### Exercise details
Output range, inclusive: from the line containing "PR #376, opened 2022-10-19" to the line containing "This PR adds". Restate those lines from the data below word for word and only those.

### Dataset records
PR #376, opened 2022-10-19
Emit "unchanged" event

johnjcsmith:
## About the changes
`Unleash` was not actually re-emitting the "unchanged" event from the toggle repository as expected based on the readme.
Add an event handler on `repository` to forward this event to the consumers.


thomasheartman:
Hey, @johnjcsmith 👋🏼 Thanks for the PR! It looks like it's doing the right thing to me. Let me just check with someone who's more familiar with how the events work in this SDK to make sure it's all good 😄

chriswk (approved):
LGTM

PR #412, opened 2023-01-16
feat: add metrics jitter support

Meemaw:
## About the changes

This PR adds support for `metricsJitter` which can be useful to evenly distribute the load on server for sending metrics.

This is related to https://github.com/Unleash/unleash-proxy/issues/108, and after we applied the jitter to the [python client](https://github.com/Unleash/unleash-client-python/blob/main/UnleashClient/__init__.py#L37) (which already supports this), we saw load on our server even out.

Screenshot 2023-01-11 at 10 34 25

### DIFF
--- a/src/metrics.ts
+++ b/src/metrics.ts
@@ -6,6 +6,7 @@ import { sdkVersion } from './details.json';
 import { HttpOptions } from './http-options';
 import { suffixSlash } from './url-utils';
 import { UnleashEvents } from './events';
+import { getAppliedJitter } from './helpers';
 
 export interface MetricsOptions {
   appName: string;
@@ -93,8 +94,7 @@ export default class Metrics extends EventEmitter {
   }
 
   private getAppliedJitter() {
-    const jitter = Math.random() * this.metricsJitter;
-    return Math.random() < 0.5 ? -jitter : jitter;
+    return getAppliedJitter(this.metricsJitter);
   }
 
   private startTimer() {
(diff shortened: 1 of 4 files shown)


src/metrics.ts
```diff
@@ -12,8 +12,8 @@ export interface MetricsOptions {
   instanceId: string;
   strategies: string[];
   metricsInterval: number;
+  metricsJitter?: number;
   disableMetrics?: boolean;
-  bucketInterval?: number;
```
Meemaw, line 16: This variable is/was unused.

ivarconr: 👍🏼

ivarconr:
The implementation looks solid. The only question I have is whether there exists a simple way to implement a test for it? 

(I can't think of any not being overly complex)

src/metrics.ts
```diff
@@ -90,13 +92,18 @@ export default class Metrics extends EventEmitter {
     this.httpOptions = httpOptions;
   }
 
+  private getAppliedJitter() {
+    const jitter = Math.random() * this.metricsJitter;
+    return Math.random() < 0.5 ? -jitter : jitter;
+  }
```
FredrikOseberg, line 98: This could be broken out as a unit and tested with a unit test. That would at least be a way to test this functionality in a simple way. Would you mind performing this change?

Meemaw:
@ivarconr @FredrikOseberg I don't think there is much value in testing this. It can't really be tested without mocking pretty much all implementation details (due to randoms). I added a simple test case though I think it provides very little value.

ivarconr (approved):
...
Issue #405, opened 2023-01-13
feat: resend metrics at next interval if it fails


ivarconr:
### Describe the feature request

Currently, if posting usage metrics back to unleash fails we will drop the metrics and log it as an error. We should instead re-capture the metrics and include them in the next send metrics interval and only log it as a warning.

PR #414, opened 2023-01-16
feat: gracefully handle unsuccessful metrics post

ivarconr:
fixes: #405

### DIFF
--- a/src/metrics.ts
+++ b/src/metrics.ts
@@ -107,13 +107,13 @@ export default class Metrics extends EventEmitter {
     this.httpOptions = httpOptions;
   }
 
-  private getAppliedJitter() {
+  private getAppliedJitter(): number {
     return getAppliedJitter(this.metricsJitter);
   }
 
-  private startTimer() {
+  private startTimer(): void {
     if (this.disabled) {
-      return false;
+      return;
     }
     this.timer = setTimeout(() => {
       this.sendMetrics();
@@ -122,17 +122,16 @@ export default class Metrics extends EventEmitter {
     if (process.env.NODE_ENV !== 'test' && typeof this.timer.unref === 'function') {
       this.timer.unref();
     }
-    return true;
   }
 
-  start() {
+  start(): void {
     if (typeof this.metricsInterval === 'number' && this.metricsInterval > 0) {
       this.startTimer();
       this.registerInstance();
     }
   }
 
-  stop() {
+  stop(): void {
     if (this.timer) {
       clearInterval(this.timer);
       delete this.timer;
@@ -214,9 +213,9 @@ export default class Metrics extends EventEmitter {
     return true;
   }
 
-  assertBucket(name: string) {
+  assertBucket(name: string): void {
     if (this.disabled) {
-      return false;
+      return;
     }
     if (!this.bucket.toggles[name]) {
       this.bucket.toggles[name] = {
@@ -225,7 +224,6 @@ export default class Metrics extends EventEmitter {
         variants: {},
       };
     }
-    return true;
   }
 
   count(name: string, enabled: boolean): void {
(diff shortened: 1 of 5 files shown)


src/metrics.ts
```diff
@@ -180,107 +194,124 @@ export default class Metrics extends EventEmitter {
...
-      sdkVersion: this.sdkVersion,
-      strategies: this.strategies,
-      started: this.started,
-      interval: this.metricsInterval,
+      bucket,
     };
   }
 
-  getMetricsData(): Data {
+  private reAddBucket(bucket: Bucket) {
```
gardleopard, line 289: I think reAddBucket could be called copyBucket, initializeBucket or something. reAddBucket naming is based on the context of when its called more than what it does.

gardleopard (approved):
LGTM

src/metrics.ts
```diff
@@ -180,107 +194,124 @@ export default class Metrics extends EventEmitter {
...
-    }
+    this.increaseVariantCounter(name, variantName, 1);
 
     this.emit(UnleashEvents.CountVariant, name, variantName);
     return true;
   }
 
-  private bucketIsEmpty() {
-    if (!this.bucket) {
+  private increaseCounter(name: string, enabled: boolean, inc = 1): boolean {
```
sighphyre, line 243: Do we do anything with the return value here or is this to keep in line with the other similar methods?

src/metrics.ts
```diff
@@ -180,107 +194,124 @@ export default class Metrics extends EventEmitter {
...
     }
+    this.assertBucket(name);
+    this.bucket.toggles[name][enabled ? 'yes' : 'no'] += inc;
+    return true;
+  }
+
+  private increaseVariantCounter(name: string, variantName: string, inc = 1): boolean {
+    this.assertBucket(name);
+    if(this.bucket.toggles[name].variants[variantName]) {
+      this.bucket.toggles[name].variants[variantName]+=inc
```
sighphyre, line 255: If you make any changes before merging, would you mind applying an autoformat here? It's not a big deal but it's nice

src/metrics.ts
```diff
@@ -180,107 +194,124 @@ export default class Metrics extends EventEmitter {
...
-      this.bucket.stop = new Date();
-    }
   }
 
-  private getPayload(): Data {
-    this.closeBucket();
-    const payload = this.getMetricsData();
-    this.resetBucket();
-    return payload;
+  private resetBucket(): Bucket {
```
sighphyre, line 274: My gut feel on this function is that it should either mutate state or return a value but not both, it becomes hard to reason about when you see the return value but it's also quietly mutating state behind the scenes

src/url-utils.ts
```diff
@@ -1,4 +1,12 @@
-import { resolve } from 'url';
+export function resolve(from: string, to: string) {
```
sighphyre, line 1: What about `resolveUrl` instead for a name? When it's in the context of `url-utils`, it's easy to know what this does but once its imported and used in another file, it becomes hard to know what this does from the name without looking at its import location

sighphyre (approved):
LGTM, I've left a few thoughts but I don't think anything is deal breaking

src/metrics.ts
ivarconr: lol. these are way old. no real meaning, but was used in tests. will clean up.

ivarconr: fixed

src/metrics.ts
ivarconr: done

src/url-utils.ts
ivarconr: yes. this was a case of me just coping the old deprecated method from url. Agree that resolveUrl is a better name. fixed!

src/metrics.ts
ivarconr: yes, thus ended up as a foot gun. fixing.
--
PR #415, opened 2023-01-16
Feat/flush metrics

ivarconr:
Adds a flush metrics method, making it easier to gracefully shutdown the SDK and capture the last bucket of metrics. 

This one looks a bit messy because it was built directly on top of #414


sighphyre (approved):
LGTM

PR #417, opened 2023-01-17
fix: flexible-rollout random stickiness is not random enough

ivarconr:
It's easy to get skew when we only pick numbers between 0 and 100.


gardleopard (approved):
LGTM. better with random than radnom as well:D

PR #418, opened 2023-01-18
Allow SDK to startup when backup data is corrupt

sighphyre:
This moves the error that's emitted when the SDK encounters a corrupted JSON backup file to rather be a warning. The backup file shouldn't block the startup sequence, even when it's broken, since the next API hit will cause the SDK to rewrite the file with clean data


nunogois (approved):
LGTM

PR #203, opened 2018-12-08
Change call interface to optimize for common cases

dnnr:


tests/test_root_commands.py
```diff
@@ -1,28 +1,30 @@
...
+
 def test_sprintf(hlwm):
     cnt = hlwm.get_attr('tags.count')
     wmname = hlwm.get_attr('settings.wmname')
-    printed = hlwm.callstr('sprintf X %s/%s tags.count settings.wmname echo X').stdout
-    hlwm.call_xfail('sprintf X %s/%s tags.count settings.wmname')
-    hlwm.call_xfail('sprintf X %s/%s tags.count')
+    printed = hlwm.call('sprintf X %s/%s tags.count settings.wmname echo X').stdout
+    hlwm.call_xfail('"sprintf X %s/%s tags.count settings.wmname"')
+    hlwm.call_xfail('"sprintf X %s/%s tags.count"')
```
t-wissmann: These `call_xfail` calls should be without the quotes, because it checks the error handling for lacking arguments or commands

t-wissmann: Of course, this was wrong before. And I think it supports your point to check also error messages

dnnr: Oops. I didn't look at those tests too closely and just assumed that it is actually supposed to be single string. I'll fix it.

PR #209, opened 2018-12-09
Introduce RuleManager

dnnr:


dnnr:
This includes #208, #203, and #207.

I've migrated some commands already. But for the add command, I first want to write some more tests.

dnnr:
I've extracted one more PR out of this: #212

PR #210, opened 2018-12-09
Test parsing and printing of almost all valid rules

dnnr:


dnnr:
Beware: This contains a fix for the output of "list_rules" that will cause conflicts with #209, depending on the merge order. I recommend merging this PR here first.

### Written solution
PR #376, opened 2022-10-19
Emit "unchanged" event

johnjcsmith:
## About the changes
`Unleash` was not actually re-emitting the "unchanged" event from the toggle repository as expected based on the readme.
Add an event handler on `repository` to forward this event to the consumers.


thomasheartman:
Hey, @johnjcsmith 👋🏼 Thanks for the PR! It looks like it's doing the right thing to me. Let me just check with someone who's more familiar with how the events work in this SDK to make sure it's all good 😄

chriswk (approved):
LGTM

PR #412, opened 2023-01-16
feat: add metrics jitter support

Meemaw:
## About the changes

This PR adds support for `metricsJitter` which can be useful to evenly distribute the load on server for sending metrics.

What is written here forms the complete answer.